International business machines corporation (20240104830). AUGMENTING DATA USED TO TRAIN COMPUTER VISION MODEL WITH IMAGES OF DIFFERENT PERSPECTIVES simplified abstract

From WikiPatents
Jump to navigation Jump to search

AUGMENTING DATA USED TO TRAIN COMPUTER VISION MODEL WITH IMAGES OF DIFFERENT PERSPECTIVES

Organization Name

international business machines corporation

Inventor(s)

Kun Yan Yin of Ningbo (CN)

Xue Ping Liu of Beijing (CN)

Yun Jing Zhao of Beijing (CN)

Fei Wang of Dalian (CN)

Yu Tao Wu of Changshu (CN)

Yue Liu of Ningbo (CN)

AUGMENTING DATA USED TO TRAIN COMPUTER VISION MODEL WITH IMAGES OF DIFFERENT PERSPECTIVES - A simplified explanation of the abstract

This abstract first appeared for US patent application 20240104830 titled 'AUGMENTING DATA USED TO TRAIN COMPUTER VISION MODEL WITH IMAGES OF DIFFERENT PERSPECTIVES

Simplified Explanation

The abstract describes a method, system, and computer program product for improving the accuracy of a vision model by generating a three-dimensional model of an object using images from a dataset, obtaining images of the object from different perspectives, and augmenting the dataset used to train the vision model with these new images.

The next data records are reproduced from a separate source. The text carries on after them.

PR #632, opened 2025-06-13
Add clear cache button

jacksongoode:
This let's a user clear the cache.

https://github.com/user-attachments/assets/e9ba09fb-5453-4cb0-beca-cf7bf263bfb7

While I made this I realize the cache dirs are a little inconsistent.

```
❯ ls
album/           audio/           images/          related-artists/ TrackLines/
artist-info/     episode/         key/             track/           User_info/
```

We should update the user info and track lines ones. Also we should maybe just clear the whole dir and make all the caches handle the folder creation. But these seem like a separate PR.


SO9010:
Ah ok makes sense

  • Three-dimensional model generation: Images of an object from a dataset are used to create a three-dimensional model of the object.
  • Obtaining images from different perspectives: Images of the object from a second set of perspectives are obtained, which may include perspectives not present in the original dataset.
  • Dataset augmentation: The dataset used to train the vision model is augmented with the new images of the object from different perspectives.

Potential Applications

This technology could be applied in various fields such as computer vision, object recognition, and augmented reality.

Problems Solved

This technology addresses the issue of limited perspectives in training datasets, which can lead to reduced accuracy in vision models.

Benefits

The benefits of this technology include improved accuracy of vision models, better object recognition, and enhanced performance in applications such as autonomous vehicles and robotics.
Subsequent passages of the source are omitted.